There's a metric that might not be required but helps a lot to do some fine tuning and avoid hitting hard limits on events destination:

Also, the ability to define custom metrics (e.g. an event counter for a specific source/transform/sink) and add it to built-in metrics is highly valuable. In my case the problem was in lack of auto-scaling for "log aggregators", however I needed few custom metrics to confirm it and find a temporary solution.

IIRC all of these, except flush retries and queue length are covered by this spec. I didn't get a chance to check it yet, but "log_to_metric" transform seems to cover the "custom metric" use case.

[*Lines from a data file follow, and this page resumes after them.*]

PR #6578, opened 2022-02-21
Add support for File URLs to database loader

ocket8888:
This PR adds support for using `file://`-protocol URLs for the geolocation database polling URL.

<hr/>

- Traffic Router

Run Traffic Router with its `geolocation.polling.url` Parameter set to a `file://`-protocol URL.

## PR submission checklist
- [ ] This PR has tests

### DIFF
--- a/CHANGELOG.md
+++ b/CHANGELOG.md
@@ -8,7 +8,7 @@ The format is based on [Keep a Changelog](http://keepachangelog.com/en/1.0.0/).
 - Added a new Traffic Ops endpoint to `GET` capacity and telemetry data for CDNi integration.
 - Added a Traffic Ops endpoints to `PUT` a requested configuration change for a full configuration or per host and an endpoint to approve or deny the request.
 - Traffic Monitor config option `distributed_polling` which enables the ability for Traffic Monitor to poll a subset of the CDN and divide into "local peer groups" and "distributed peer groups". Traffic Monitors in the same group are local peers, while Traffic Monitors in other groups are distibuted peers. Each TM group polls the same set of cachegroups and gets availability data for the other cachegroups from other TM groups. This allows each TM to be responsible for polling a subset of the CDN while still having a full view of CDN availability. In order to use this, `stat_polling` must be disabled.
-- Traffic Router: Add support for `file://`-protocol URLs for the `geolocation.polling.url` for the Geolocation database.
+- Traffic Router: Add support for `file`-protocol URLs for the `geolocation.polling.url` for the Geolocation database.
 
 ### Fixed
 - Update traffic_portal dependencies to mitigate `npm audit` issues.
--- a/CHANGELOG.md
+++ b/CHANGELOG.md
@@ -8,6 +8,7 @@ The format is based on [Keep a Changelog](http://keepachangelog.com/en/1.0.0/).
 - Added a new Traffic Ops endpoint to `GET` capacity and telemetry data for CDNi integration.
 - Added a Traffic Ops endpoints to `PUT` a requested configuration change for a full configuration or per host and an endpoint to approve or deny the request.
 - Traffic Monitor config option `distributed_polling` which enables the ability for Traffic Monitor to poll a subset of the CDN and divide into "local peer groups" and "distributed peer groups". Traffic Monitors in the same group are local peers, while Traffic Monitors in other groups are distibuted peers. Each TM group polls the same set of cachegroups and gets availability data for the other cachegroups from other TM groups. This allows each TM to be responsible for polling a subset of the CDN while still having a full view of CDN availability. In order to use this, `stat_polling` must be disabled.
+- Traffic Router: Add support for `file://`-protocol URLs for the `geolocation.polling.url` for the Geolocation database.
 
 ### Fixed
 - Update traffic_portal dependencies to mitigate `npm audit` issues.
--- a/traffic_router/core/src/main/java/org/apache/traffic_control/traffic_router/core/loc/AbstractServiceUpdater.java
+++ b/traffic_router/core/src/main/java/org/apache/traffic_control/traffic_router/core/loc/AbstractServiceUpdater.java
@@ -23,6 +23,7 @@ import java.io.InputStream;
 import java.io.OutputStream;
 import java.net.HttpURLConnection;
 import java.net.URL;
+import java.net.URLConnection;
 import java.nio.file.Files;
 import java.nio.file.Path;
 import java.nio.file.StandardCopyOption;
@@ -42,6 +43,7 @@ import org.apache.traffic_control.traffic_router.core.router.TrafficRouterManage
 
 import static org.apache.commons.codec.digest.DigestUtils.md5Hex;
 
+@SuppressWarnings({"PMD.CyclomaticComplexity"})
 public abstract class AbstractServiceUpdater {
 	private static final Logger LOGGER = LogManager.getLogger(AbstractServiceUpdater.class);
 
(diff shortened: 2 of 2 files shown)


traffic_router/core/src/main/java/org/apache/traffic_control/traffic_router/core/loc/AbstractServiceUpdater.java
```diff
@@ -366,13 +369,15 @@ protected File downloadDatabase(final String url, final File existingDb) throws
...
 			 OutputStream out = new FileOutputStream(outputFile)
 		) {
-			eTag = conn.getHeaderField("ETag");
-
-			if (conn.getResponseCode() == HttpURLConnection.HTTP_NOT_MODIFIED) {
-				LOGGER.info("[" + getClass().getSimpleName() + "] " + url + " not modified since our existing database's last update time of " + new Date(existingDb.lastModified()));
-				return existingDb;
+			if (conn instanceof HttpURLConnection) {
+				eTag = conn.getHeaderField("ETag");
+				if (((HttpURLConnection) conn).getResponseCode() == HttpURLConnection.HTTP_NOT_MODIFIED) {
```
zrhoffman, line 374: If `conn` is a `FileURLConnection`, it should check `conn.getLastModified()` against `existingDb.lastModified()` and return the existing DB if they are the same.

CHANGELOG.md
```diff
@@ -8,6 +8,7 @@ The format is based on [Keep a Changelog](http://keepachangelog.com/en/1.0.0/).
 - Added a new Traffic Ops endpoint to `GET` capacity and telemetry data for CDNi integration.
 - Added a Traffic Ops endpoints to `PUT` a requested configuration change for a full configuration or per host and an endpoint to approve or deny the request.
 - Traffic Monitor config option `distributed_polling` which enables the ability for Traffic Monitor to poll a subset of the CDN and divide into "local peer groups" and "distributed peer groups". Traffic Monitors in the same group are local peers, while Traffic Monitors in other groups are distibuted peers. Each TM group polls the same set of cachegroups and gets availability data for the other cachegroups from other TM groups. This allows each TM to be responsible for polling a subset of the CDN while still having a full view of CDN availability. In order to use this, `stat_polling` must be disabled.
+- Traffic Router: Add support for `file://`-protocol URLs for the `geolocation.polling.url` for the Geolocation database.
```
zrhoffman, line 11: In Java, the `//` is just interpreted as redundant path components for absolute paths. `file:` can be used with a relative paths, so the `//` should be removed.

zrhoffman (changes requested):

CHANGELOG.md
ocket8888: > In Java, the `//` is just interpreted as redundant path components for absolute paths. `file:` can be used with a relative paths, so the `//` should be removed.

I think actually the first `//` is used to specify a host ("authority"), so `///` is a synonym for `//localhost/` because the file host is implicitly understood to be the local machine when the hostname is empty. According to [RFC8089](https://datatracker.ietf.org/doc/html/rfc8089) all paths are absolute, and the local path part of a file URI must begin with `/`, so `file:///my/file/path`, `file://localhost/my/file/path` and `file:/my/file/path` are all valid and point to the same file, but `file:my/file/path` is invalid.

I can drop the `//`, though, since although that's the most common usage it's not required and `file:` is sufficient to name the protocol.

zrhoffman: Works for me. They aren't totally the same, since using `file://` with a relative path makes the connection an `FtpURLConnection`, but that's an edge case, so keeping `//` makes sense.

traffic_router/core/src/main/java/org/apache/traffic_control/traffic_router/core/loc/AbstractServiceUpdater.java
ocket8888: Where's the definition of `FileURLConnection` - I've seen it in stack traces as `sun.net.www.protocol.file.FileURLConnection`, but trying to import that causes compilation to fail with:

```
error: package sun.net.www.protocol.file is not visible
```

Could that possibly be an implementation detail of the JRE used?

zrhoffman: Yeah, that class is not visible. Technically, it could be made visible by adding
```xml
					<compilerArgs>
						<arg>-XDignore.symbol.file</arg>
						<arg>--add-exports</arg>
						<arg>java.base/sun.net.www.protocol.file=ALL-UNNAMED</arg>
					</compilerArgs>
```
to the `maven-compiler-plugin` configuration options in place of https://github.com/apache/trafficcontrol/blob/739124d0318b184185ecf2f80cbbc12c6c36e0ba/traffic_router/core/pom.xml#L148

but doing that results in a PMD failure:
```java
[INFO] PMD Failure: org.apache.traffic_control.traffic_router.core.loc.AbstractServiceUpdater:36 Rule:DontImportSun Priority:4 Avoid importing anything from the sun.* packages.
```
Instead of checking for `instanceof FileURLConnection`, "not `instanceof HttpURLConnection`" should be good enough, IMO

ocket8888: I was gonna say I'll check the protocol string in comparison to `file` (or `file:` or whatever it is for `FileURLConnection`s), but since `getLastModified` is a method of `URLConnection` I can't imagine what difference it would make.

On the other hand, the docs for `URLConnection.getLastModified` say
> Returns the value of the `last-modified` header field.

(Although I think I was looking at Java 8 for that). Does the `FileURIConnection` sub class implement that with modification timestamps on supported filesystems. What about on filesystems that don't store that information?

zrhoffman: > I was gonna say I'll check the protocol string in comparison to `file` (or `file:` or whatever it is for `FileURLConnection`s)

That sounds right, checking the protocol is how the URL class decides which handler to use.

> (Although I think I was looking at Java 8 for that). Does the `FileURIConnection` sub class implement that with modification timestamps on supported filesystems. What about on filesystems that don't store that information?

Maybe it returns 0 in those cases? When we don't have that info, we can skip that check. We use `useModifiedTimestamp()` to check this case for HTTP URLs. We can use it for File URLs too, right?

https://github.com/apache/trafficcontrol/blob/de41a02eb357de3caebb692804213776884f1174/traffic_router/core/src/main/java/org/apache/traffic_control/traffic_router/core/loc/AbstractServiceUpdater.java#L387-L390

ocket8888: > We can use it for File URLs too, right?

¯\\\_(ツ)\_/¯ as far as I know, but that seems to be up to the implementation of that URL protocol subclass.

traffic_router/core/src/main/java/org/apache/traffic_control/traffic_router/core/loc/AbstractServiceUpdater.java
```diff
@@ -372,12 +373,14 @@ protected File downloadDatabase(final String url, final File existingDb) throws
 			if (conn instanceof HttpURLConnection) {
 				eTag = conn.getHeaderField("ETag");
 				if (((HttpURLConnection) conn).getResponseCode() == HttpURLConnection.HTTP_NOT_MODIFIED) {
-					LOGGER.info("[" + getClass().getSimpleName() + "] " + url + " not modified since our existing database's last update time of " + new Date(existingDb.lastModified()));
+					LOGGER.info("[" + getClass().getSimpleName() + "] " + url + " not modified since our existing database's last update time of " + new Date(existingLastModified));
 					return existingDb;
 				}
+			} else if (dbURL.getProtocol().equals("file") && conn.getLastModified() <= existingLastModified) {
```
zrhoffman, line 379: Should this condition should only succeed if the *last modified* time is greater than 0?

ocket8888: Yeah, that should be fine as long as nobody makes any closed time-like loops

zrhoffman (approved):
Looks good! This will help users who get their geolocation db from a different service, like their package manager.

PR #6580, opened 2022-02-23
Fix cache config generation for MIDs with a cache parent and HTTPS origin

rob05c:
Fixes cache config remap.config generation when a server is MID type
with other caches as parents in a Topology, and HTTPS origins.

The bug was inserting the Origin's URI verbatim in the remap target,
without changing HTTPS schemes to HTTP for the internal CDN request.

This bug existed for ages, and was fixed in most other scenarios,
but not this exact one.

Note the corresponding parent.config line correctly expects http/80. 
The bug is only in remap.config generation.

Includes tests.
Includes changelog.
No docs, no interface change.

- Traffic Control Cache Config (t3c, formerly ORT)

Run tests. Create a Topology with a MID-type server, with other caches as parents, and assign it to a Delivery Service with an HTTPS origin. Verify generated remap.config has an `http` target, not `https`.

Bug has existed forever.

## PR submission checklist
- [x] This PR has tests 
~- [x] This PR has documentation ~ No docs, no interface change

### DIFF
--- a/CHANGELOG.md
+++ b/CHANGELOG.md
@@ -13,6 +13,7 @@ The format is based on [Keep a Changelog](http://keepachangelog.com/en/1.0.0/).
 ### Fixed
 - Update traffic_portal dependencies to mitigate `npm audit` issues.
 - Fixed a cdn-in-a-box build issue when using `RHEL_VERSION=7`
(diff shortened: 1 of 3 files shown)


traeak (approved):
Changes look fine.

binarylogic commented 4 years ago

That's very helpful. We'll take all of that into account when defining all of the metrics.

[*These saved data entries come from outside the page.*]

PR #6581, opened 2022-02-23
TMs peer with other TMs of the same status, not just ONLINE

rawlinp:
Instead of every TM peering with every other ONLINE TM, make TMs peer
with other TMs of the same status. I.e. ONLINE TMs will peer with other
ONLINE TMs (like normal), but OFFLINE TMs will peer with other OFFLINE
TMs (instead of peering w/ ONLINE TMs). The same goes for TMs of any
other status.

<hr/>

- Traffic Monitor

In an environment with at least 2 TMs, change their statuses to `OFFLINE`, then verify that they're peered with each other. One way to check this is to look at `/publish/PeerStates`, and check the `"peers"` map keys. Each key will be the hostname of a peer.

## PR submission checklist
- [x] This PR has tests 
- [x] no docs necessary

### DIFF
--- a/CHANGELOG.md
+++ b/CHANGELOG.md
@@ -23,6 +23,7 @@ The format is based on [Keep a Changelog](http://keepachangelog.com/en/1.0.0/).
 
 ### Changed
 - Added Rocky Linux 8 support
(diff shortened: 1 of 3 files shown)


mattjackson220 (approved):
Looks good! code looks good and tested locally and works great!

PR #6582, opened 2022-02-24
Fix stored DSRs cannot be unmarshaled after changes to DS JSON representation

ocket8888:
Fixes a compatibility issue with #6441 and pre-existing Delivery Service Requests, causing them to be un-retrieve-able from the Traffic Ops API due to unmarshaling failure.

<hr/>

Alexx-G commented 4 years ago

@binarylogic One quick question, is there a metric (existing or planned) to track exceeded rate limit? I noticed that we're receiving Apr 28 07:08:36.116 TRACE sink{name=splunk type=splunk_hec}: tower_limit::rate::service: rate limit exceeded, disabling service , thus it should be used for a dashboard for sure.

binarylogic commented 4 years ago

Definitely. We're also addressing the higher level problem of picking rate limits with https://github.com/timberio/vector/pull/2329.

Alexx-G commented 4 years ago

Oh, I somehow missed rate being mentioned so many times in that comment with metrics attack plan. Forgive my ignorance :) Awesome, thanks! I'm following that RFC, it's quite promising.

Alexx-G commented 4 years ago

Hey @binarylogic @lukesteensen , I can lend a hand on adding rate/errors counters to some sinks (splunk aws_kinesis, prometheus) and maybe for some transforms. Luke has done a great job in the initial implementation, thus it should be easy to contribute. Do you mind if I create a PR for a couple of components?

lukesteensen commented 4 years ago

@Alexx-G that would be wonderful, thank you!

binarylogic commented 4 years ago

Closing this since it will be superseded by the work in #3192. We've since switched to an event driven system, and we need specific issues for implementing the remaining events. We are defining the remaining work now.